If you can get into production at say 4k/ tonne it's no question the market is growing so at the price is unlikely to crash any time soon. At ~6k/tonne cost cutting is going to be really important fairly quickly, but it's a reasonable investment. At 7+k/tonne it's a huge risk which is only worth it IMO if you can line up a long term contract at a fixed and profitable price or if you can tightly control costs and only ramp up in case demand spikes (ex: your mining something else, but you could also exact lithium from your tailing).
So how you doin'?
Good luck! (Genuine) Hope it makes it to reality and scales well. If lithium can be generated at scale in the US, the cost of electric cars domestically would drop like a rock, while keeping the money in the country. For the US, the benefits would be immense. That would be so great.
(Not that trading abroad is a bad thing, but we need all the "Made in America" we can get these days, where everything is Made in China.)
I'm sure a reduction in lithium costs would be welcomed by everyone involved, but it certainly wouldn't cause price to plummet.
One thing to consider, though, is that lithium coming from Chile is going to have a significant mark-up owing to transportation and tariff costs. Do your numbers take that into account, or were you looking at the raw material value?
That's an unusual claim. Lithium is actively being extracted by Albemarle in the US, in Nevada. They essentially have a monopoly on US lithium production via the Silver Peak mine. About 3.4% of the world's Lithium production comes out of that one mine. They're likely going to be able to expand their US production significantly without requiring any big breakthroughs.
http://fortune.com/2016/03/29/lithium-tesla-mine-nevada/
Further, Tesla has already agreed to purchase lithium supply from another Nevada mining project underway:
http://fortune.com/2015/09/16/tesla-lithium-gigafactory-neva...
As I said, Lithium is extracted from briny lakes and salt deserts, which is what both of those US-based mines you provided links to are going after.
Nobody's going after ore for their Lithium.

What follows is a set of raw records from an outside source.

PR #847, opened 2025-10-21
Env template generator

tofarr:
This PR introduces the ability for the Env Parser to generate .env files based on the config classes - this is useful for guiding devs in the available options. This will be reused in the OpenHands project where the configuration is substantially more complex.

Currently the `build_config_template.py` script produces:

```
# List of valid session API keys used to authenticate incoming requests. Empty list implies the server will be unsecured. Any key in this list will be accepted for authentication.
# OH_SESSION_API_KEYS_0=

# Set of CORS origins permitted by this server (Anything from localhost is always accepted regardless of what's in here).
# OH_ALLOW_CORS_ORIGINS_0=

# The location of the directory where conversations and events are stored.
OH_CONVERSATIONS_PATH=workspace/conversations

# The location of the directory where bash events are stored as files. Defaults to 'workspace/bash_events'.
OH_BASH_EVENTS_DIR=workspace/bash_events

# The location of the directory containing static files to serve. If specified and the directory exists, static files will be served at the /static/ endpoint.
# PosixPath
# OH_STATIC_FILES_PATH=.
# 
# NoneType
OH_STATIC_FILES_PATH_IS_NONE=1


# Webhooks to invoke in response to events

# Whether to enable VSCode server functionality
OH_ENABLE_VSCODE=1

# Port on which VSCode server should run
OH_VSCODE_PORT=8001

# Whether to enable VNC desktop functionality
OH_ENABLE_VNC=0

```

---

**Variants & Base Images**
|---|---|---|

```bash
docker pull ghcr.io/openhands/agent-server:effc723-python
```

**Run**
```bash
docker run -it --rm \
  -p 8000:8000 \
  --name agent-server-effc723-python \
  ghcr.io/openhands/agent-server:effc723-python
```

```
ghcr.io/openhands/agent-server:effc723-golang
ghcr.io/openhands/agent-server:effc723-java
ghcr.io/openhands/agent-server:effc723-python
```

_The `effc723` tag is a multi-arch manifest (amd64/arm64); your client pulls the right arch automatically._


tests/agent_server/test_env_parser.py
```diff
@@ -156,11 +164,11 @@ def test_none_env_parser(clean_env):
...
 
     # Test missing key (should return None)
-    assert parser.from_env("MISSING_KEY") is None
+    assert parser.from_env("SOME_VALUE") is MISSING
 
     # Test present key (should return MISSING)
-    os.environ["TEST_NONE"] = "any_value"
-    assert parser.from_env("TEST_NONE") is MISSING
+    os.environ["SOME_VALUE_IS_NONE"] = "1"
+    assert parser.from_env("SOME_VALUE") is None
```
enyst, line 171: This doesn't look right 🤔  
- first it asserts SOME_VALUE is Missing (and its comment says it's None)
- then it asserts it's None (and its comment says Missing, and it's the same var)?

MISSING should be supported, right?

tofarr: So this is an instance of what I like to call "the null vs undefined problem". Basically `None != undefined` For example:
```
class Foo(BaseModel):
  bar: int | None = 10
  
Foo.model_validate({"bar": 5})  # Foo(bar=5)
Foo.model_validate({})  # Foo(bar=10)
Foo.model_validate({bar: None})  # Foo(bar=None)
```

Now - expanding this to environment variables where the only input type is strings - how do I describe `null`?

Before this change, I was treating missing values as null, which is incorrect (In the Foo example, missing values == 10 which is != null!) 

So I chose to encode this as additional data in the key - in this case, you could define:

```
# No definition (MISSING) means that bar=10
# Or define bar explicitly
BAR=5
# Or define bar explicitly as None
BAR_IS_NONE=true
```

I suppose there could be collisions if somebody introduced a variable named `bar_is_none`, but I feel this is unlikely.

enyst: Ugh, yeah, quirky.

So just now, we were looking at LLM_API_KEY which could be empty or None. The conclusion is it could be empty, while None seems frankly of no interest.

Does it matter? Maybe not for the api key, but it might matter, I think, if we establish a way things work (tm), and apply it for some env vars and not others. That will be confusing. 🤔 

Do we have a case where `BAR_IS_NONE` is necessary? What if it's empty, can we accept its default value in `bar` case, `bar=10`?

Second tiny issue: either way, we should fix the tests though, their comments are misleading now. Maybe we can send OH on this discussion to verify both behavior and comments and fix the mismatches?

tofarr: What if it's empty, can we accept its default value in bar case, bar=10?

* If missing (undefined), then it uses the default value (10)
* If an empty string, then that is assumed to be the value (Which will cause an error in the Foo case because an empty string is not a valid integer)

tofarr: @OpenHands - Please check that the comments in the code match the functionality for the changes in this PR

enyst: Let me take a step back: if we establish "_IS_NONE" as a convention for recognizing None from env, and MISSING as a real value, then we should try to:
- document it
- apply _anywhere_ we read from env.

We can do that, or is there's a barrier or a need to do differently? 

The env parser is defined in the `agent-server`, it doesn't apply to all configs, right, and we read a lot of stuff from env. I wonder why doesn't it apply to all reads from env, or does it?

---

_Edited to add:_ Sorry, I'm not trying to be a nitpicker. I'm trying to understand quickly all implications here. I think we shouldn't create rules for some configs/env vars and not for others, unless we know very well why and where. 

(I'd personally prefer, on a side, to be as lenient as possible (e.g. empty int -> let it be default unless it really hurts), but that's not important.)

Please note we've been down this road before, and that's my concern: making configs play by ad-hoc rules inconsistently, until nobody can track them all down eventually.

enyst: The case I mentioned above:
- https://github.com/OpenHands/agent-sdk/issues/850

Almost nobody, anyway.
I'm surely not alone in a desire to escape the life of sitting behind a desk, and would love to help such a project, in particular to get in early at the prospecting stage. But it is hard to tell from a generic statement like that if you are really working towards something or not.
It's a little like being a 17th century French lawyer and writing an allusion to a proof in the margins of a book.
Yes, but then you should also say something about the relative availability of lithium and cobalt.
stop trying to make “fetch” happen
Well the next thing you know Elan's a billionaire.
The kinfolk said "hey move away from there!"
They said Californi' is the place you oughta be
So he loaded up the truck and he moved to Beverly
Gasoline itself was once seen as a useless byproduct of kerosene production.
(found via the energy storage section in http://worrydream.com/ClimateChange/ )
I'm just worried costs will rise so much, the 35k for the Tesla model 3 will rise as well.
And if it reached a quadruple it would become cost effective to extract it from the ocean?